What does this do to ones mentality? Well for a start it destroys your self esteem. “He’s only hard of hearing, he does very well really” “He speaks so well, you wouldn’t know he was deaf.” “Such a strapping lad, you’d never know he had some kind of disability like deafness.”

All these are well meaning comments, but what they tell you is that being deaf is not a good thing. Being seen like everyone else is. Avoidance of the word, avoidance of the fact – it all serves to reinforce a point of view that being deaf is bad, deny it, hide it and don’t talk about it at any cost.

This destroys you as a young person. Instead of just seeing deafness as a completely normal human condition and treating it as such, the message is – The less you look deaf, the better you are.

And so I spent all my adolescent years practically denying the fact I was deaf. Fed these messages by hearing society that I should hide my deafness, particularly by professionals, that’s what I tried to do.

I started to deliberately lose hearing aids. I would refuse to wear them. I started pretending that I could understand when I could not. Of the latter, kids knew this and they would always try to trip me up, “Are you a poof?” they would ask, hoping to trip me up. (No offence to the LGBTIQA community, I wouldn’t care if I was.) – I had a whole host of little tricks designed to convince myself that I wasn’t deaf.
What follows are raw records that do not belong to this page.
Issue #857, opened 2020-12-14
Vector source for UI icons


Symbian9:
### System information

SolveSpace version: 

Operating system: 

### Expected behavior

Create vector source for UI icons (vector icons set), which could be rendered to raster in any size.

There are two ways:

1. Using *Inkscape* app (rendering could be automatized via Inkscape CLI):
1.1. "Master page" way — all icons should be placed inside single SVG document, where icons are placed as tile/table map:
1.1.1. See *Inkscape* icons & cursors sets - https://inkscape.org/gallery/=inkscape-gui-icon-set/
1.1.2. 
1.2. "Layers" way — all icons should be placed inside single SVG, but instead of "Master page" way, each icon is a layer on top of foreground template.
1.3. "1 Icon = 1 SVG" way — each icon should be created as separate SVG file.
2. Using *SolveSpace* itself — as SolveSpace itself could render via `solvespace-cli`, it would be possible to re-create all icons as SLVS files & render it directly to PNG (even to SVG).

I guess use of *Inkscape* would be the best (as it de-facto common way to create icons used by many developer),

- Creating a new multicolor icon theme - https://wiki.inkscape.org/wiki/index.php/Creating_a_new_multicolor_icon_theme
- How To Design & Prepare App Icons in Inkscape (video) - https://www.youtube.com/watch?v=r2Kv61cd2P4

BUT *SolveSpace* could be really used too for this task, thanks to "*ambient lighting* `1.0`" feature already implemented (I itself may try create icons using SolveSpace only).

> JFTR, For the feature SolveSpace should support vector icons in SVG format for scalable UI/HiDPI support.

### Actual behavior

Actually UI icons are available in PNG (raster) form & has some issues with *antialiasing* & line styles (width, etc.).

Most of icons created "by hands" manually, and now some of them looks "non-professional"

- https://github.com/solvespace/solvespace/tree/master/res/icons

Need clean up & unify style of dots, lines, color palette (limit it to not more than 4-16 colors), etc.

### Additional information

> **NOTE:** Here would be collected links to useful tutorials. More links to be added later!

In the feature, it could all icons could be tweaked in easy way to be ready for Light & Dark (or any other) color theme.

- https://blenderartists.org/t/new-icons-for-blender-2-8/1112701
- https://blender.stackexchange.com/questions/124614/how-to-edit-2-8-ui-icons

phkahler:
[...]

Issue #892, opened 2021-01-16
Update toolbar icons


phkahler:
Looking for some of the new icon bitmaps from the discussion in #857 since we don't have vector icons yet. I know @Symbian9  and @jkrei0 have some newer version. Can we somehow pick the best of what's been created so far and get them in?

In particular I'd like the isometric-view icon to actually be isometric and I know there were some in the thread ;-)  We also merged a new Revolve and Helix icon from that discussion, so this request is purely to update the image files with no code changes.

phkahler:
So @ruevs made a pull request #897 with more icons pulled from the previous discussion. I made some comments in the linked PR. Question now is: Should I merge that PR as a new starting point? There are before and after images in the PR.

What's a good PNG editor on Linux? I want to fix those red X myself ;-)   240, 32, 32 is better with no transparent.

ruevs:
![in3d](https://user-images.githubusercontent.com/15338069/104856109-5892c400-5919-11eb-82e3-6c0c71f35c06.png) Working on an "isometric" icon. But AN isometric view can look like the current icon. Just not our `F3` 120° one.
For example open the attached file and press `W` ;-) Then press `F3`...
[IsometricViewVsOurIcon.zip](https://github.com/solvespace/solvespace/files/5826848/IsometricViewVsOurIcon.zip)

I agree with most of what @phkahler [said in the pull request](https://github.com/solvespace/solvespace/pull/897#issuecomment-761880092) and will try to fix the offending ones.

I think you should not merge the pull request. Let us make the icons "mostly pleasing to most people" first :-D

A good PNG editor for pixel peeping work is IrfanView - run it under Wine if you must ;-)

ruevs:
I updated the icons again. Please see the pull request for details. #897

PR #897, opened 2021-01-17
UI: Non anti aliased icons for the graphics and text windows

ruevs:
Created by jkrei0 here https://github.com/jkrei0/solvespace

Optimized for size.

Merged all but `shaded.png` since in my opinion the current one is better.

Discussion here https://github.com/solvespace/solvespace/issues/857

### Update 2021-03-03
I updated many of the icons to be much closer to the original ones. I also replaced the `Nearest isometric view` icon with one that looks like our isometric view. `My New` below are the latest icons.

Toolbar:
| Old | My New | jkrei0 | 
| ------- | ------ | ------ |
| ToolbarOldIcons2 | ToolbarNewMyIconsIn3D | ToolbarNewIcons2 |

| Text windoiw |   |
| --- | --- |
| Old | TextWindowsrOldIcons2 |
| My New | TextWindowsrNewMyIcons |
| jkrei0 | TextWindowsrNewIcons2 |


ruevs:
https://www.quora.com/Are-fonts-that-arent-anti-aliased-called-aliased-or-non-anti-aliased-or-something-else
Yes, I was thinking about this while writing the commit message :-D :-D

phkahler:
There are actually a lot of these I don't like:
Circle and Arc look smaller.
The A in text looks IMO worse. The old one should just be brighter if it's not at 255 yet.
Toggle Construction looks smaller. An I imagining these as smaller?
Split - Not sure if there should be a point where they intersect. Leaning toward the new one is better.
Constrain point on line should have a point at the intersection. Or maybe the purple square should show up more?

The rest are good. I know there are more on the way too, so we'll get another pass at it.

One thing I dislike about the old ones is there are so many points. Individually I like the old icons, but as a collection all those green points look like clutter. These new one are better in that way.

The one that really really annoys me is the isometric view icon is not isometric. I know @Symbian9 has a new version of those two.

ruevs:
in3d
Working on it. But AN isometric view can look like the current icon. Just not our `F3` 120° one.
For example open the attached file and press `W` ;-) Then press `F3`...
[IsometricViewVsOurIcon.zip](https://github.com/solvespace/solvespace/files/5826848/IsometricViewVsOurIcon.zip)

phkahler:
> Do you want a pull request with just that icon?
> Shall we move the discussion back to #857 ?

Let's take it to #892

Symbian9:
> There are actually a lot of these I don't like:

Yep, I see it too.

ruevs:
@phkahler @jkrei0 @Symbian9 I updated the icons again. Please see above in the pull request description and let me know what you think.

robnee:
I like the new isometric view icon.  I think it's easier to deduce its function and remember.

Symbian9:
@ruevs, `../graphics-window/pointonx.png` has 3 black 'dummy' pixels which should be removed:

pic.1

phkahler:
Only 2 comments. The stray black pixels pointed out above. And also, did you change the color of the red Xs to ( 240, 32, 32 )?

I'm not sure how to apply this to a local branch since I can't change the commits to patches and save them ;-)

ruevs:
> @ruevs, some icons still needs cleanup:

Thanks for checking. Fixed. I also reviewed all others for transparency problems.

ruevs:
> And also, did you change the color of the red Xs to ( 240, 32, 32 )?

@phkahler if you mean the X-es that cross out "disabled" icons in the text window - they are not bitmaps, they are drawn here:
https://github.com/solvespace/solvespace/blob/8c101d5f281ba670a3af2663302fe3dc7fb15283/src/textwin.cpp#L61
and they also have a transparency of 150, which can also be adjusted. If you want I'll make a separate pull request for this.,

ruevs:
> I'm not sure how to apply this to a local branch since I can't change the commits to patches and save them ;-)

`git remote add ruevs https://github.com/ruevs/solvespace.git`
`git checkout ruevs/IconsFromjkrei0`

or

git rebase? https://git-scm.com/docs/git-rebase

PR #899, opened 2021-01-18
Update build instructon. Add use of OPEN_MP to linux and macOS build …

phkahler:
…instructions, and a mention of ENABLE_LTO.

### DIFF
--- a/README.md
+++ b/README.md
@@ -94,13 +94,15 @@ After that, build SolveSpace as following:
 
     mkdir build
     cd build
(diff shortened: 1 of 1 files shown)


ruevs (approved):
Fine with me.

vespakoen:
Nitpick: Maybe use "ON" in stead of "Yes", that seems to be what solvespace uses the most, also only all uppercase "YES" is documented as a valid value over here: https://cmake.org/cmake/help/latest/command/if.html

PR #2122, opened 2016-12-08
fix(aot): add index.ts exports as workaround for ngc issue

jelbourn:
This fix is already released in alpha.11-1


src/lib/menu/index.ts
```diff
@@ -1 +1,8 @@
 export * from './menu';
```
dahaupt: I get the following error message while compiling my project (with Angular-CLI Webpack):
```
WARNING in ./~/@angular/material/module.js
44:4 export 'MdMenuModule' was not found in './menu/index'
```

Running the latest version: **2.0.0-alpha.11-1**. It wasn't there before.

dahaupt: Fixed with latest version:  **2.0.0-alpha.11-2**

PR #2130, opened 2016-12-09
fix(checkbox): Emit event when checkbox's indeterminate value changes

### LINKED ISSUE #2004: [md-checkbox] checked and indeterminate state problem.
#### Bug
I believe this is a bug.

If both checked and indeterminate are true and then checked is set to false it should show indeterminate.

If both checked and indeterminate are true and then checked is set to false it should show indeterminate but instead, it shows unchecked.

If you use the toggles you will see the state of the checkbox not being correct against the set values.
https://embed.plnkr.co/v7euQHvzVsAFHNcpsEFo

Latest

tinayuangao:
Fixes #2004 

R: @jelbourn

### DIFF
--- a/src/lib/checkbox/checkbox.ts
+++ b/src/lib/checkbox/checkbox.ts
@@ -148,7 +148,7 @@ export class MdCheckbox implements ControlValueAccessor {
   @Output() change: EventEmitter<MdCheckboxChange> = new EventEmitter<MdCheckboxChange>();
 
   /** Event emitted when the checkbox's `indeterminate` value changes. */
-  @Output() indeterminateChange: EventEmitter<Boolean> = new EventEmitter<Boolean>();
+  @Output() indeterminateChange: EventEmitter<boolean> = new EventEmitter<boolean>();
 
   /** The native `<input type="checkbox"> element */
   @ViewChild('input') _inputElement: ElementRef;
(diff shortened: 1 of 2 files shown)


src/lib/checkbox/checkbox.ts
```diff
@@ -203,6 +209,7 @@ export class MdCheckbox implements ControlValueAccessor {
       this._transitionCheckState(
           this.checked ? TransitionCheckState.Checked : TransitionCheckState.Unchecked);
     }
+    this.indeterminateChange.emit(this._indeterminate);
```
jelbourn: Should this event only fire when the value changes?

src/lib/checkbox/checkbox.ts
```diff
@@ -138,6 +138,9 @@ export class MdCheckbox implements ControlValueAccessor {
   /** Event emitted when the checkbox's `checked` value changes. */
   @Output() change: EventEmitter<MdCheckboxChange> = new EventEmitter<MdCheckboxChange>();
 
+  /** Event emitted when the checkbox's `indeterminate` value changes. */
+  @Output() indeterminateChange: EventEmitter<Boolean> = new EventEmitter<Boolean>();
```
jelbourn: `boolean` lower-case

tinayuangao:

djanesch:
when will this change released?
@tinayuangao @jelbourn

PR #2132, opened 2016-12-09
fix: TSError: ? Unable to compile TypeScript when running 'gulp:build'

kuncevic:
fix (gulp task): change `Promise<void>` to `Promise<{}>`

When running `gulp build` or `gulp serve:devapp` getting an error `TSError: ? Unable to compile TypeScript
tools\gulp\tasks\release.ts (52,10): Type 'Promise<{}>' is not assignable to type 'Promise<void>'`


crisbeto:
It seems like this is the same change as in #2131. Can one of them be closed?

But I was deaf. And I knew people knew and that burned. So I stopped going to school. If I was at school I sat in a corner by myself. Believe it or not, I was even caned for consistently forgetting my hearing aids and lying about it. That really reinforced a view in myself that deaf was bad and I hated being deaf.

It took a very long time, well into my twenties, before I really was Ok in my deaf skin. But it didn’t need to be that way. Largely I blame those professionals, well meaning as they were, for their negative attitude towards deafness and the language that they used. It was and is very damaging.

Still they are doing it. Looking for a better way to say disability. Trying to come up with a term that softens the blow. It doesn’t, it simply reinforces the fact that disability is seen as a negative thing. If people talk about it negatively constantly and refuse to say the word disability, the consequence on the young person with a disability is negative feelings about disability and themselves. This I know.

I know wheelchair users who told me me that as children they suffered great pain at efforts to make them walk upright. The paradox is that the easiest and most sensible thing was to become a wheelchair user. The painful therapy, the painful surgery and the weird looks they got from people as they struggled to walk – It dug deep into their soul.

Later, when they decide being a wheelchair user is the best and most sensible thing, they felt a great sense of failure and even feelings of having let people down, particularly their parents. Thats what this be “be normal” attitude does – a hell of a lot of damage.

To those professionals and those non-disabled who are struggling with the word disability I advise – Just say it, move on, get over it and change your attitude- Disability isn’t a dirty word.